§ **PROBLEM STATEMENT**
The reply should consist of the entire listing, word for word.

§ **DATA SUPPLIED**
===============
PR #1678, opened 2022-10-26
Readjust Tests

JameelKaisar:
Readjust Tests


kelson42 (changes requested):
It's important we are not too tolerant here, if your reduce the minimum, reduce the maximum as well from the same amount.

JameelKaisar:
Fine. I'll reduce the minimum as well.

Issue #1099, opened 2017-05-17
ES6 beta - problems Safari


rkuhl:
Great library!  
Using the ES6 beta ver `2.0.0-beta01`  
Noticed some problems on Safari v 10.0.2  
```javascript  
import WaveSurfer from "wavesurfer.js"
let wavesurfer = WaveSurfer.create( {container: "#waveform"} )
wavesurfer.on('ready', function () {
    wavesurfer.play();
});
wavesurfer.load("sample.mp3");
```
On Safari I get an error:  
_IndexSizeError (DOM Exception 1): The index is not in the allowed range._   
Everything works just fine on Chrome / Firefox.  
Thanks for your assistance!

entonbiba:
#1102

mspae:
Should be fixed once #1102 is released.

PR #1102, opened 2017-05-19
Fixed references to static property audioBufferSize

jraoult:
The way the static property `audioBufferSize` is referenced (through `this`) is not valid ES2015 code and generates an error in Safari iOS at least ("IndexSizeError (DOM Exception 1): The index is not in the allowed range." since undefined is not a valid buffer size)

My fix is using the class name to reference the property but we can also use `this.constructor`

N/A

N/A

### DIFF
--- a/src/webaudio.js
+++ b/src/webaudio.js
@@ -219,9 +219,9 @@ export default class WebAudio extends util.Observer {
     /** @private */
     createScriptNode() {
         if (this.ac.createScriptProcessor) {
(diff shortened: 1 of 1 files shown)


entonbiba:
#1099

mspae:
Thanks, @jraoult !

maxwelladapoe1:
Hello please has this issue been fixed? I still came across this issue in safari. It comes only in safari i am also using the latest release of wavesurfer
===============
§ **ANSWER TO THIS PROBLEM**
PR #1678, opened 2022-10-26
Readjust Tests

JameelKaisar:
Readjust Tests


kelson42 (changes requested):
It's important we are not too tolerant here, if your reduce the minimum, reduce the maximum as well from the same amount.

JameelKaisar:
Fine. I'll reduce the minimum as well.

Issue #1099, opened 2017-05-17
ES6 beta - problems Safari


rkuhl:
Great library!  
Using the ES6 beta ver `2.0.0-beta01`  
Noticed some problems on Safari v 10.0.2  
```javascript  
import WaveSurfer from "wavesurfer.js"
let wavesurfer = WaveSurfer.create( {container: "#waveform"} )
wavesurfer.on('ready', function () {
    wavesurfer.play();
});
wavesurfer.load("sample.mp3");
```
On Safari I get an error:  
_IndexSizeError (DOM Exception 1): The index is not in the allowed range._   
Everything works just fine on Chrome / Firefox.  
Thanks for your assistance!

entonbiba:
#1102

mspae:
Should be fixed once #1102 is released.

PR #1102, opened 2017-05-19
Fixed references to static property audioBufferSize

jraoult:
The way the static property `audioBufferSize` is referenced (through `this`) is not valid ES2015 code and generates an error in Safari iOS at least ("IndexSizeError (DOM Exception 1): The index is not in the allowed range." since undefined is not a valid buffer size)

My fix is using the class name to reference the property but we can also use `this.constructor`

N/A

N/A

### DIFF
--- a/src/webaudio.js
+++ b/src/webaudio.js
@@ -219,9 +219,9 @@ export default class WebAudio extends util.Observer {
     /** @private */
     createScriptNode() {
         if (this.ac.createScriptProcessor) {
(diff shortened: 1 of 1 files shown)


entonbiba:
#1099

mspae:
Thanks, @jraoult !

maxwelladapoe1:
Hello please has this issue been fixed? I still came across this issue in safari. It comes only in safari i am also using the latest release of wavesurfer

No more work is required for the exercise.